Veja algumas lições que o caso Aaron Hernandez pode ensinar às empresas:

Comitê de crise e planos de contingência
“Não importa se você vende guardanapos ou tecnologia, toda empresa tem que ter um mapa de risco de crise, com plano e pessoas com papéis estabelecidos, no sentido de definir quem é convocado”, conta Cavalieri. Até a roupa que o porta-voz vai utilizar na hora de falar à imprensa pode ser definida neste plano.

Uma voz
Gronkowski, que joga na mesma posição que Hernandez, teve o azar de lançar seu livro na mesma época do escândalo envolvendo o ex-colega de time. No entanto, não houve uma encruzilhada entre promover o livro e enfrentar jornalistas famintos por uma declaração - Gronkowski não respondeu nenhuma pergunta, por mais insistentes que fossem os repórteres. O único a falar abertamente à imprensa foi o dono do clube, Robert Kraft. Para Erich Beting, foi um grande acerto. “Evita a dispersão de opiniões. Nessas horas tem que aparecer alguém”, diz o jornalista.

Agir no “momento mágico”
De acordo com Cavalieri, “momento mágico” são as primeiras quatro horas após o problema ser noticiado pela imprensa: “A empresa tem que dar um posicionamento. A opinião pública espera isso. Se o problema tem vítimas entre os funcionários, esses são os primeiros a serem avisados”. No caso do Patriots, a saída de Hernandez foi anunciada logo após sua prisão. “Talvez eles tenham sido mais rápidos que a Justiça (não havia uma acusação contra o jogador no momento em que ele foi preso em casa), mas, ao mesmo tempo, eles tomaram uma atitude, e acabou sendo uma atitude preventiva e correta”, avalia Erich.

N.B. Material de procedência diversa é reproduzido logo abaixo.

PR #535, opened 2024-09-16
Track inodes and use them for hard link comparisons on linux

KaibutsuX:
This implements inode comparisons for accurate hard link detection in linux.

I'm not sure what affects the ProtoMember changes have by adding a new field to the FileEntry struct.

### DIFF
--- a/VDF.Core/FileEntry.cs
+++ b/VDF.Core/FileEntry.cs
@@ -38,6 +38,14 @@ namespace VDF.Core {
 			DateCreated = fileInfo.CreationTimeUtc;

“Não deixar a marca no sol pegando fogo”
Se a empresa passar em branco após o “momento mágico”, se não se posiciona, ela começa a levantar suspeitas, afirma Márcio. “Em muitas situações, ela tem culpa. Falhas acontecem. É importante assumir e anunciar que vai tomar todos os procedimentos. Você não pode deixar sua marca no sol pegando fogo. Eles [Patriots] foram perfeitos na condução de uma crise.”

Transparência
“A atitude mais correta foi não encobrir o fato. Eles assumiram que tinham um problema, e a partir daí tomaram as rédeas e falaram que iam lidar com ele”, diz Beting, que também vê no clube como um elemento a mais na formação do jogador. “O principal é não varrer a história para debaixo do tapete”, completa. Para Cavalieri, falar com o mercado, “mesmo que seja via comunicado”, é fundamental.

Apurar informações e falar à imprensa
“O comitê [de crise] deve saber exatamente onde buscar a informação para compor o teor de um comunicado e quem vai dar essa informação. A empresa tem que ter um relacionamento estabelecido com a imprensa, quem não conversa com a imprensa não tem diálogo. É preciso estimular esse relacionamento, todo mundo está sujeito a situações assim.” Além dos meios de comunicação, Márcio diz ainda que é essencial determinar o tempo de entrega da informação para funcionários e acionistas.

“Um dos pontos mais interessantes é que esse caso vem do esporte, onde você tem um exemplo do mundo corporativo como um todo. Esporte é marca, valor, paixão e deve refletir o que você acredita. Você tem uma equipe que compartilha os seus valores, e quando você tem um jogador acusado de homicídio, você tem um dano. Eles [Patriots] realmente conseguiram [reagir] com uma estratégia proativa”, conclui o presidente da RMA.